BEGIN MATERIAL FOR THIS EXERCISE
PR #1235, opened 2021-11-01
test(cli): test generated providers

DanielMSchmidt:
This PR adds a couple of usage tests to the providers integration tests. These are aimed to find behaviour that should be working but is broken in regards to using the generated resources. We want to test mutation, references, and namespaces here.


test/test-helper.ts
```diff
@@ -211,3 +211,32 @@ export class TestDriver {
...
+
+    return constructs[id];
+  }
+
+  public output(id: string): string {
+    return this.stack.output[id].value;
+  }
+}
+
+export function $(stack: string): Query {
```
ansgarm, line 240: Getting nostalgic, aren't we 😁

test/test-helper.ts
```diff
@@ -211,3 +211,32 @@ export class TestDriver {
...
+  public byId(id: string): Record<string, any> {
+    const constructs = (
+      [
+        ...Object.values(this.stack.resource || {}),
+        ...Object.values(this.stack.data || {}),
+      ] as Record<string, any>[]
+    ).reduce(
+      (carry, item) => ({ ...carry, ...item }),
+      {} as Record<string, any>
+    );
```
ansgarm, line 230: Maybe add a comment that this "jumps over" the resource type and combines all resources by id, ignoring their type? I had a hard time figuring out how this worked using `Object.values()` 😅 An alternative could be adding stronger types, which I'd probably go for.
I'm thinking about something like (with better names 😄):
```ts
type RenderedTerraformResource = Record<string, any>;
type TerraformProvider = string;
type Id = string;
type RenderedStack = {
  resource: Record<TerraformProvider, Record<Id, RenderedTerraformResource>>,
  data: Record<TerraformProvider, Record<Id, RenderedTerraformResource>>,
  output: Record<Id, {value: any}>
};
const constructs: RenderedTerraformResource[];
```
(This is probably too verbose 😂 But I hope I could convey what I meant)

test/test-helper.ts
```diff
@@ -211,3 +211,32 @@ export class TestDriver {
 
 export const onWindows = process.platform === "win32" ? it : it.skip;
 export const onPosix = process.platform !== "win32" ? it : it.skip;
+
+class Query {
```
ansgarm, line 215: Just an idea: You could also add a `toString` method (which returns the stack string value) and always return a Query from `driver.synthesizedStack()` calls – that could remove the need for `$`. Would be a breaking change however (type-wise at least)

test/typescript/providers/test.ts
```diff
@@ -9,6 +9,115 @@ describe("full integration test", () => {
...
+        });
+
+        test("put method mutation", () => {
+          expect(instance.metadata_options).toEqual({
+            http_endpoint: "127.0.0.1",
+          });
+        });
+      });
+
+      describe.skip("single-item nesting", () => {
```
ansgarm, line 90: skipped

test/test-helper.ts
DanielMSchmidt: That's a great idea!

test/typescript/providers/test.ts
DanielMSchmidt: Yeah, it's not supported, I'll add a comment 👍

test/test-helper.ts
```diff
@@ -8,6 +8,39 @@ const path = require("path");
 const fs = require("fs");
 const fse = require("fs-extra");
 
+class Query {
```
ansgarm, line 11: Maybe now rename to `QueryableStack` or `TestStack` or similar as this is not the result of a `$()` call anymore?

test/typescript/providers/test.ts
```diff
@@ -9,6 +9,114 @@ describe("full integration test", () => {
...
+        });
+
+        test("put method mutation", () => {
+          expect(instance.metadata_options).toEqual({
+            http_endpoint: "127.0.0.1",
+          });
+        });
+      });
+
+      // The necessary functions are exposed, but currently do not work
```
ansgarm, line 90: maybe link to an issue? I wouldn't know why they don't work or where to look whether this comment is still valid.

ansgarm (approved):

ansgarm (dismissed):
Just came to my mind: A draft for release notes would be nice. Some that mention `.toString()` being required when using Snapshot tests.

ansgarm (approved):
END MATERIAL FOR THIS EXERCISE
→ WHAT IS NEEDED: From the records above, show each line that contains the word "DanielMSchmidt".

→ RESPONSE BELOW:
DanielMSchmidt:
DanielMSchmidt: That's a great idea!
DanielMSchmidt: Yeah, it's not supported, I'll add a comment 👍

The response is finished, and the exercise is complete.